═════ THE DATA ═════
PR #274, opened 2017-03-15
Break import cycle (#273)

reaperhulk:
* Move ``ensure`` definition from utils to exceptions

* Use correct import for ``ensure``

* Test relocated ``ensure`` asserts replacer

* Move ``ensure`` tests to a file of their own.


reaperhulk:
This is a backport of an identical merged commit (#273)

PR #279, opened 2017-03-26
Add extended output length `siphashx24` variant of siphash24

lmctv:


lmctv:
The PR is a straightforward extension of the work done for siphash24. With jenkins builds fixed, I think this is ready for review

docs/api/hash.rst
```diff
@@ -60,3 +60,19 @@ nacl.hash
     :param encoder: A class that is able to encode the hashed message.
     :return: The hashed message.
     :rtype: bytes(:py:data:`.SIPHASH_BYTES`) long bytes sequence
+
+
+.. function:: siphashx24(message, key=b'', encoder=nacl.encoding.HexEncoder)
```
reaperhulk: Are we doing `.. versionadded::` in pynacl docs?

lmctv: You're right; I think we should.

docs/api/hash.rst
```diff
@@ -60,3 +60,21 @@ nacl.hash
...
+    :type message: bytes
+    :param key: the message authentication key to be used
+                It must be a :py:data:`.SIPHASHX_KEYBYTES` long
+                bytes sequence
+    :type key: bytes(:py:data:`.SIPHASHX_KEYBYTES`)
+    :param encoder: A class that is able to encode the hashed message.
+    :return: The hashed message.
+    :rtype: bytes(:py:data:`.SIPHASHX_BYTES`) long bytes sequence
+
+    .. versionadded:: 1.2
```
reaperhulk: I'd prefer this to live directly below the function declaration so the docs show the version added information right next to it. Otherwise this LGTM

Issue #281, opened 2017-03-28
undefined symbol: crypto_generichash_blake2b_salt_personal


Josephvb10:
After installing PyNaCl with pip3.5 on Centos 6 and trying to import nacl.secret from a Python script, I get the following error:

```
Traceback (most recent call last):
  File "test.py", line 1, in <module>
    import nacl.secret
  File "/usr/lib64/python3.5/site-packages/nacl/secret.py", line 17, in <module>
    import nacl.bindings
  File "/usr/lib64/python3.5/site-packages/nacl/bindings/__init__.py", line 17, in <module>
    from nacl.bindings.crypto_box import (
  File "/usr/lib64/python3.5/site-packages/nacl/bindings/crypto_box.py", line 18, in <module>
    from nacl._sodium import ffi, lib
ImportError: /usr/lib64/python3.5/site-packages/nacl/_sodium.cpython-35m-x86_64-linux-gnu.so: undefined symbol: crypto_generichash_blake2b_salt_personal
```

lmctv:
Would you mind trying to execute the
```
$ ldd /usr/lib64/python3.5/site-packages/nacl/_sodium.cpython-35m-x86_64-linux-gnu.so
```
command on that system, to try and see which version of the sodium library is getting dynamically linked to  pynacl bindings?

In as much as I know, recent versions of pynacl should statically link the vendored version of libsodium at build time, unless you specifically set the environment variable `SODIUM_INSTALL=system` while building.

Josephvb10:
This is what I'm getting:

# ldd /usr/lib64/python3.5/site-packages/nacl/_sodium.cpython-35m-x86_64-linux-gnu.so
        linux-vdso.so.1 =>  (0x000069d830b69000)
        libsodium.so.4 => /usr/lib64/libsodium.so.4 (0x000069d8306d0000)
        libpython3.5m.so.1.0 => /usr/lib64/libpython3.5m.so.1.0 (0x000069d830200000)
        libpthread.so.0 => /lib64/libpthread.so.0 (0x000069d82ffe0000)
        libc.so.6 => /lib64/libc.so.6 (0x000069d82fc48000)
═════
_WHAT THE TASK ASKS_. The lines to show are those in the data above that include "encoder".

_RESULT FOR THIS EXERCISE_.
     :param encoder: A class that is able to encode the hashed message.
+.. function:: siphashx24(message, key=b'', encoder=nacl.encoding.HexEncoder)
+    :param encoder: A class that is able to encode the hashed message.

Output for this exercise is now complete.